- Born: Kovelamudi Surya Prakash Rao 27 August 1904 Kolavennu, Madras Presidency, British India (present-day Andhra Pradesh, India)
- Died: 1996 (aged 81–82)
- Occupations: Director, producer, actor, cinematographer
- Spouse: G. Varalakshmi ​(m. 1943⁠–⁠1996)​
- Children: 3, including K. Raghavendra Rao, K Krishna Mohan Rao
- Relatives: Prakash Kovelamudi (grandson) K. Bapayya (nephew)
- Awards: Nandi Awards Filmfare Awards South

= K. S. Prakash Rao =

Indian film director, producer, actor and cinematographer

Kovelamudi Surya Prakash Rao (1914–1996) was an Indian film director, producer, actor and cinematographer known for his works in Telugu, Tamil, Kannada, and Hindi films. In 1977 he won the Filmfare Award for Best Director – Kannada for Ganda Hendthi. In 1995, Rao received the Raghupathi Venkaiah Award for his contributions to Telugu cinema.

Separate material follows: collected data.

PR #119, opened 2020-03-20
[misc] let proxys observe an upcoming shutdown before starting to drain

das7pad:
### Description

As per the title. Proxys in front of `real-time` may poll the health status and push traffic to the pod until it shows a failing state. Reconnect requests should not go to the same pod. We have to wait for the proxy to observe that a given pod is going down soon, before we can start with draining.

Default is do not delay the draining. Adjust via the environment variable `STATUS_CHECK_INTERVAL`.

#### Related Issues / PRs
https://github.com/overleaf/dev-environment/pull/324

#### Potential Impact
Low

#### Manual Testing Performed

- see https://github.com/overleaf/dev-environment/pull/324

### DIFF
--- a/app.coffee
+++ b/app.coffee
@@ -125,9 +125,14 @@ drainAndShutdown = (signal) ->
 		return
 	else
 		Settings.shutDownInProgress = true
-		logger.warn signal: signal, "received interrupt, starting drain over #{shutdownDrainTimeWindow} mins"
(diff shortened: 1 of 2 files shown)


das7pad:
> I assume this is unavoidable and the main goal is to avoid the large number of reconnections coming in from the drain - is that correct?

Router: Yes, there is no point in serving a new user for a few seconds.

I only want to avoid the reconnects to the same pod, due to persistence. New connections may bounce immediately, but that's OK.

He is the father of noted Telugu director K. Raghavendra Rao and is the uncle of another noted director K. Bapayya.

== Filmography ==

| Year | Film | Language | Director | Producer | Notes |
| 1946 | Gruhapravesam | Telugu |  | Yes |  |
| 1948 | Drohi | Telugu |  | Yes |  |
| 1950 | Modati Raatri | Telugu | Yes | Yes |  |
| 1951 | Deeksha | Telugu | Yes | Yes |  |
| Anni | Tamil | Yes |  |  |
| 1953 | Kanna Talli | Telugu | Yes | Yes |  |
| Petrathai | Tamil | Yes |  |  |
| 1954 | Balanandam | Telugu | Yes |  |  |
| 1955 | Ante Kaavaali | Telugu | Yes | Yes |  |
| 1956 | Melukolupu | Telugu | Yes |  |  |
| Marumalarchi | Tamil | Yes |  |  |
| 1960 | Renukadevi Mahatyam | Telugu | Yes |  |  |
| 1961 | Gullo Pelli | Telugu | Yes |  |  |
| 1962 | Mohini Rugmangada | Telugu | Yes | Yes |  |
| 1966 | Badukuva Daari | Kannada | Yes |  |  |
| 1967 | Stree Janma | Telugu | Yes |  |  |
| 1968 | Harishchandra | Telugu | Yes |  |  |
| Bharya | Telugu | Yes |  |  |
| Bandhipotu Dongalu | Telugu | Yes |  |  |
| 1969 | Vichitra Kutumbam | Telugu | Yes |  |  |
| 1971 | Tahsildar Gari Ammayi | Telugu | Yes |  |  |
| Prema Nagar | Telugu | Yes |  |  |
| Naa Tammudu | Telugu | Yes |  |  |
| Bhale Papa | Telugu | Yes |  |  |
| 1972 | Vasantha Maligai | Tamil | Yes |  |  |
| 1973 | Pedda Koduku | Telugu | Yes |  |  |
| Jeevitam | Telugu | Yes |  |  |
| Ida Lokam | Telugu | Yes |  |  |
| 1974 | Satyaniki Sankellu | Telugu | Yes |  |  |
| Kode Nagu | Telugu | Yes |  |  |
| Prem Nagar | Hindi | Yes |  |  |
| 1975 | Cheekati Velugulu | Telugu | Yes |  |  |
| 1976 | Suprabhatam | Telugu | Yes |  |  |
| Secretary | Telugu | Yes |  |  |
| Avan Oru Charitram | Tamil | Yes |  |  |
| 1977 | Ganda Hendthi | Kannada | Yes |  |  |
| 1979 | Balina Guri | Kannada | Yes |  |  |
| 1982 | Kotta Neeru | Telugu | Yes |  |  |
| Garuda Saukiyama | Tamil | Yes |  |  |
| 1983 | Muddula Mogadu | Telugu | Yes |  |  |
| 1991 | Rowdy Gaari Pellam | Telugu | Yes |  |  |
| 1992 | Donga Police | Telugu | Yes |  |  |
| 1996 | Raja Aur Rangeeli | Hindi | Yes |  |  |
| 2022 | Pratibimbalu | Telugu | Yes |  |  |

=== Actor ===
- Apavadu (1941)
- Patni (1942)
- Drohi (1948)

==Awards==
- He won Nandi Award for Best Story Writer for 1968 film Bandipotu Dongalu.